Network effects are also not the same thing as a natural monopoly. A natural monopoly is supply-sided, meaning the cost of producing a product or service declines with volume to such an extent that a new entrant cannot afford to price goods at the established competitor’s prices. Network effects are demand-driven — the more consumers demand a product the more attractive that product is for the next potential customer. Consumer demand can shift and the network effects will evaporate. This means consumers have much more control, and can ‘vote with their feet’ on what products receive the network benefits.
Are Network Effects Bad?
Network effects are about the value of relationships; they cannot be bad by their very nature. They are positive externalities that come from interactions with others on the network. These benefits can take several forms. Sometimes it is enough that you can use the product with others, like in the case of the telephone or fax machine. Other times the benefits come from the availability of compatible products.

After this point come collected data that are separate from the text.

PR #1372, opened 2022-02-19
CI: Simplify Windows build workflow

Biswa96:
* Use pacboy to download dependencies instead of a separate step.
* Use ninja instead of make because ninja is faster and native in msys2.
* Use cmake options instead of changing working directory every steps.

### DIFF
--- a/.github/workflows/build-windows.yml
+++ b/.github/workflows/build-windows.yml
@@ -25,23 +25,32 @@ jobs:
       with:
           msystem: MINGW64
           update: true
-
-    - name: Install dependencies
-      run: pacman -Sq --noconfirm git make mingw-w64-x86_64-{cmake,mesa,SDL2,qt5-static,libslirp,libarchive,libepoxy,toolchain}
-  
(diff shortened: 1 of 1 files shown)


nadiaholmquist:
Look good to me.

Do you have a link to where these extra properties you are using are documented? I had no idea about them.

Biswa96:
msys2's docs: https://www.msys2.org/docs/ci/
GitHub Marketplace docs: https://github.com/marketplace/actions/setup-msys2
msys2-setup repo: https://github.com/msys2/setup-msys2

RayyanAnsari:
This PR looks good - it makes the workflow file simpler as well.

Though, with Ninja is there supposed to be no colour in the output?

Biswa96:
> with Ninja is there supposed to be no colour in the output?

Yes. There are some hacks https://medium.com/@alasher/colored-c-compiler-output-with-ninja-clang-gcc-10bfe7f2b949. But it is not msys2 specific.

For example, in the days of film photography, 35mm film was popular in part because you could find it at any drugstore. Therefore 35mm film cameras were popular in part because the film for it was ubiquitous. This does not mean that it was the only film, nor that it was the best film. Many photographers used medium format film standards that provided higher resolution and other attractive qualities. But these photographers had to want these benefits enough to buy film from more specialized retailers and either develop the film themselves or develop through more specialized film processors. Photographers who used medium format film had to trade network benefits for quality benefits.
The concern comes from the fact that network effects are benefits that come from outside the product or service. The fear is that these benefits will be enough that even if a popular product falls behind in quality, price, or other measure, the benefits from its network effects will be enough to prevent customers from switching to a newer and better product. This, if true, would provide a barrier to entry that could become a drag on competition. However, history has shown that the size of these barriers is somewhat blown out of proportion. Network effects do not make a product good on their own; a company must first make a product worthy of attracting enough customers to gain the network effects. And these customers can be wooed away or even convinced to be a part of multiple networks. Just look at the decline of products that benefited from network effects like AOL, Myspace, Yahoo, Netscape, ICQ, AltaVista and Friendster, and, conversely, the rise of companies that started without networks and came to replace them.

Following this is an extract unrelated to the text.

PR #1377, opened 2022-02-25
fix typo in enum for screen sizing

Brankale:


RSDuck:
bop is funnier though :D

How Does Antitrust Law Treat Network Effects?
The theories described as network effects are relatively new, and therefore there is nothing that comes even close to “black letter law” in how judges are to treat them. The theories began developing in the 1970s and economists made great strides in developing network effect theories in the 1990s. The discussion among economists today largely revolves around the degree to which network effects impact competition. Indeed, a forthcoming paper by economists David Evans and Richard Schmalensee uses a number of counterexamples to make the argument that network effects, from platforms to formats to “big data,” do not make established companies immune to competition nor present an insurmountable barrier to new competition.